[Collected data]
= = = =
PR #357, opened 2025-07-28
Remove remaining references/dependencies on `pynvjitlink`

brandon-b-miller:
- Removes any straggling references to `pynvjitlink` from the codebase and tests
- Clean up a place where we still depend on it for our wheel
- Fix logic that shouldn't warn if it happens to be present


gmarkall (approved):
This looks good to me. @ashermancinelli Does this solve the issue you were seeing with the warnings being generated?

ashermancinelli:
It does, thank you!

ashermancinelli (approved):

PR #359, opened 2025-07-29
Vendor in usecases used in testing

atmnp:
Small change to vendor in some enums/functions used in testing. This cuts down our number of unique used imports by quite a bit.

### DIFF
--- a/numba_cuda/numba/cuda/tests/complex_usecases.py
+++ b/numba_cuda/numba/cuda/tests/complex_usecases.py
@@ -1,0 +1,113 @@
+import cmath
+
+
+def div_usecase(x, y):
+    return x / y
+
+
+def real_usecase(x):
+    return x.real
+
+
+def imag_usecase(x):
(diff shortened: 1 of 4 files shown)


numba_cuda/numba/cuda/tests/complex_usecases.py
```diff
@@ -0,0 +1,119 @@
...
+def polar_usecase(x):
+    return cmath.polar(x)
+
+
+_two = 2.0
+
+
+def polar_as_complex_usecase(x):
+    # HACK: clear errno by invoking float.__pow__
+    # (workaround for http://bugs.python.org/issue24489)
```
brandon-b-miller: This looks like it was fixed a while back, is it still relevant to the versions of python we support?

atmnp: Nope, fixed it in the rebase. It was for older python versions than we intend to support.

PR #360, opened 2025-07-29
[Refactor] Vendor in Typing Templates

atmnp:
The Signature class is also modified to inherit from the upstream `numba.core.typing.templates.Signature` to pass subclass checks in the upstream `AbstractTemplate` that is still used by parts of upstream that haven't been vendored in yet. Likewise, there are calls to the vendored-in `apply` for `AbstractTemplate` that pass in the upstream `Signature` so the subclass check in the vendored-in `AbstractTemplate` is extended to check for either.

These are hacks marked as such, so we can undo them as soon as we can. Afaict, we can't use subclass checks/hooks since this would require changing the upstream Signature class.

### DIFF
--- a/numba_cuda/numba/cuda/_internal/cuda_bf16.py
= = = =
- YOUR INSTRUCTIONS
The answer must be a single number: the count of lines above that contain "class".

- ANSWER BELOW
2